### [Stored data entries]
--*--
PR #519, opened 2018-08-27
[fix] 'dyndns update' should check the upstream dns record

irina11y:
fix https://github.com/YunoHost/issues/issues/1063

### DIFF
--- a/src/yunohost/dyndns.py
+++ b/src/yunohost/dyndns.py
@@ -37,14 +37,14 @@ from moulinette.core import MoulinetteError
 from moulinette.utils.log import getActionLogger
 from moulinette.utils.filesystem import read_file, write_to_file, rm
 from moulinette.utils.network import download_json
+from moulinette.utils.process import check_output
+
 
 from yunohost.domain import _get_maindomain, _build_dns_conf
 from yunohost.utils.network import get_public_ip
 
 logger = getActionLogger('yunohost.dyndns')
 
-OLD_IPV4_FILE = '/etc/yunohost/dyndns/old_ip'
-OLD_IPV6_FILE = '/etc/yunohost/dyndns/old_ipv6'
 DYNDNS_ZONE = '/etc/yunohost/dyndns/zone'
 
 RE_DYNDNS_PRIVATE_KEY_MD5 = re.compile(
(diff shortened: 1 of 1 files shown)


src/yunohost/dyndns.py
```diff
@@ -252,6 +226,30 @@ def dyndns_update(dyn_host="dyndns.yunohost.org", domain=None, key=None,
         'zone %s' % host,
     ]
 
+
+    old_ipv4 = check_output("dig @91.224.148.92 +short %s" % domain).strip()
+    old_ipv6 = check_output("dig @91.224.148.92 +short aaaa %s" % domain).strip()
```
Psycojoker: It looks like every YunoHost is going to make a request to a DNS server every 2min, isn't that a lot for those DNS server? I could be like ~3000 requests every 2min (if everyone has updated), I'm not sure it's good.

Psycojoker: After an IRC discussion that ~should~ be alright, we are hitting our own DNS servers.

Psycojoker: I'm still wondering if we shouldn't switch a DNS resolution here, this IP is own by tetaneutral and if we lose it for wathever reason all the dyndns domains are going to be in a shitty situation while if we bind that to the domain we own, it would be way more safe.

alexAubin: +1

src/yunohost/dyndns.py
```diff
@@ -252,6 +226,30 @@ def dyndns_update(dyn_host="dyndns.yunohost.org", domain=None, key=None,
...
+        ipv4 = ipv4_
+
+    if ipv6 is None:
+        ipv6 = ipv6_
+
+    logger.debug("Old IPv4/v6 are (%s, %s)" % (old_ipv4, old_ipv6))
+    logger.debug("Requested IPv4/v6 are (%s, %s)" % (ipv4, ipv6))
+
+    # no need to update
+    if old_ipv4 == ipv4 and old_ipv6 == ipv6:
```
alexAubin: Need to check what happens here when, for instance, there's no IPv6. The previous `check_ouput()` probably returns empty string that is gonna be compared to `None`

alexAubin:
Fixed a few things, proposing to merge soon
--*--
### [PROBLEM DETAILS]
The lines above that hold the word "Psycojoker" should be found and copied out.

### [COMPLETED TASK]
Psycojoker: It looks like every YunoHost is going to make a request to a DNS server every 2min, isn't that a lot for those DNS server? I could be like ~3000 requests every 2min (if everyone has updated), I'm not sure it's good.
Psycojoker: After an IRC discussion that ~should~ be alright, we are hitting our own DNS servers.
Psycojoker: I'm still wondering if we shouldn't switch a DNS resolution here, this IP is own by tetaneutral and if we lose it for wathever reason all the dyndns domains are going to be in a shitty situation while if we bind that to the domain we own, it would be way more safe.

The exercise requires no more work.